In the CMOS-type solid-state imaging devices having the global shutter function, it is generally necessary to store the signal charges generated by the photoelectric conversion units until reading ends. Therefore, a storage capacitor having a light-shielding property is necessary. In the CMOS-type solid-state imaging devices having the global shutter function according to the related art, after simultaneous exposure of all of the pixels, the signal charges generated by the photoelectric conversion units are simultaneously transmitted to the storage capacitors in all of the pixels and are stored once, and then the signal charges stored in the storage capacitors are sequentially converted into pixel signals at a predetermined reading timing.

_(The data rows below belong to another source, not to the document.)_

PR #2684, opened 2025-09-10
REL: automate sdist creation alongside wheels

neutrinoceros:
A quick follow up to https://github.com/h5py/h5py/pull/2592, simplifying the release process a bit

I can also set up auto-publication as proposed there, but I'll reserve this for a later PR
update: this is #2685

PR #2685, opened 2025-09-10
REL: implement auto publication to PyPI

neutrinoceros:
Builds on top of #2684
Requires actions on the PyPI side to properly setup trusted publishing.


takluyver:
I think we should probably go for this - it seems to be the way we're all encouraged to go for PyPI uploads, and it does mean it's more transparent what's getting uploaded. But it's worth noting that it increases the potential damage an attacker can do through Github. We've been able to relax a bit after at least [one compromise of another package](https://blog.yossarian.net/2024/12/06/zizmor-ultralytics-injection) simply because we knew our Github workflows can't automatically publish to PyPI. So we should plan to be even more careful with security.

PyPI [recommends](https://docs.pypi.org/trusted-publishers/security-model/#provider-specific-considerations) that we set up trusted publishing from Github using a dedicated environment, which can have manual approval and a wait timer. I haven't done that so far on smaller projects, but it's probably worth doing here.

This might also be a good time to trim down the list of people with push access on Github - there are currently 11, and I think most of them are not active.

takluyver:
I've sent an email to the people whose commit access we might remove, asking for responses in 2 weeks.

We could remove commit access by simply removing people from the h5py Github org entirely, or we could set the base role for the org to 'read', and use the teams feature to control finer-grained permissions, e.g. allowing some people to close & relabel issues & PRs (Triage role) without push access. I lean towards keeping it simple, but not strongly.

neutrinoceros:
@takluyver I rebased this and added it to the milestone just in case you'd like to try it out on 3.15, but feel free to postpone if not.

EpicWink:
To use credential-less publishing to PyPI, you will need to give the job the `id-token: write` permission.

Adding a GitHub environment (eg `pypi`, also registered with PyPI) with approval required by specific people is the way to go I think.

You may want to test this with a pre-release tag (eg `v3.15.1a0`), in case something was misconfigured and you don't want to spam downstream subscribers.

neutrinoceros:
thanks for pointing this out. I added the required permission

takluyver:
Thanks, I've set up the trusted publishing on PyPI, so this should work on the next release. I'm happy to wait until then to try it - collecting the packages together for the Github release is already working, this is hopefully a fairly simple addition. :crossed_fingers:

PR #2686, opened 2025-09-11
Set HDF5 plugin path to one value for the `h5pl.remove()` test

ajelenak:
This test was failing in HDF Group's CI using a [Spack](https://spack.io/) virtual environment. Since all the other h5py tests of the H5PL API set the value of the `HDF5_PLUGIN_PATH` env. variable, the PR is just doing the same for this one failing test so the total number of plugin paths is predictable and set to one.


ajelenak:
Self-merging as this is not a controversial PR and all the tests passed.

As a technology for resolving such a problem, for example, Japanese Unexamined Patent Application, First Publication No. 2010-219339 discloses a method of suppressing an increase in a chip area (mounting area) of a solid-state imaging device by separately manufacturing a first substrate in which photoelectric conversion units are formed and a second substrate in which a plurality of MOS transistors are formed and by joining the first and second substrates together to form one solid-state imaging device. According to the technology disclosed in Japanese Unexamined Patent Application, First Publication No. 2010-219339, the separately manufactured first and second substrates are electrically connected to each other by connection electrodes.
According to the technology disclosed in Japanese Unexamined Patent Application, First Publication No. 2010-219339, pixels having the global shutter function according to the related art are distributed between the two substrates. Accordingly, an increase in the chip area of the first substrate can be avoided. By joining the first and second substrates together, it is possible to prevent a signal quality from deteriorating due to noise caused by light during a waiting period until the signal charges stored in the storage capacitors are read.
FIGS. 10A and 10B are diagrams illustrating the overview of a connection configuration of substrates of a solid-state imaging device of the related art to which the technology disclosed in Japanese Unexamined Patent Application, First Publication No. 2010-219339 is applied. FIG. 10A is a side view illustrating the connection configuration of the first and second substrates of a solid-state imaging device 100. FIG. 10B is a top view illustrating the connection configuration of the first and second substrates of the solid-state imaging device 100.
In the solid-state imaging device 100, as shown in FIG. 10A, a pixel unit 11 formed in the first substrate and a pixel unit 12 formed in the second substrate are connected to each other via inter-substrate connector 13. More specifically, photoelectric conversion units are formed in the pixel unit 11 and the storage capacitors are formed in the pixel unit 12. In the inter-substrate connector 13, for example, the photoelectric conversion unit in the pixel unit 11 and the storage capacitor in the pixel unit 12 are connected to each other via a bump. Thus, in the solid-state imaging device 100, the pixel units 11 and 12 connected to each other via the bumps are configured to form a lamination structure in the region of a pixel array unit 40 of the solid-state imaging device 100.
The technology disclosed in Japanese Unexamined Patent Application, First Publication No. 2010-219339 discloses processes (manufacturing processes) of thinning the first substrate and forming color filters or micro-lenses after connecting the first and second substrates to each other. This means that when the chip area of the first substrate is different from that of the second substrate, as shown in FIGS. 10A and 10B, the process of connecting the first and second substrates to each other in units of chips is performed and then the manufacturing processes of thinning the substrate and forming the color filters or the micro-lenses are also performed in units of chips.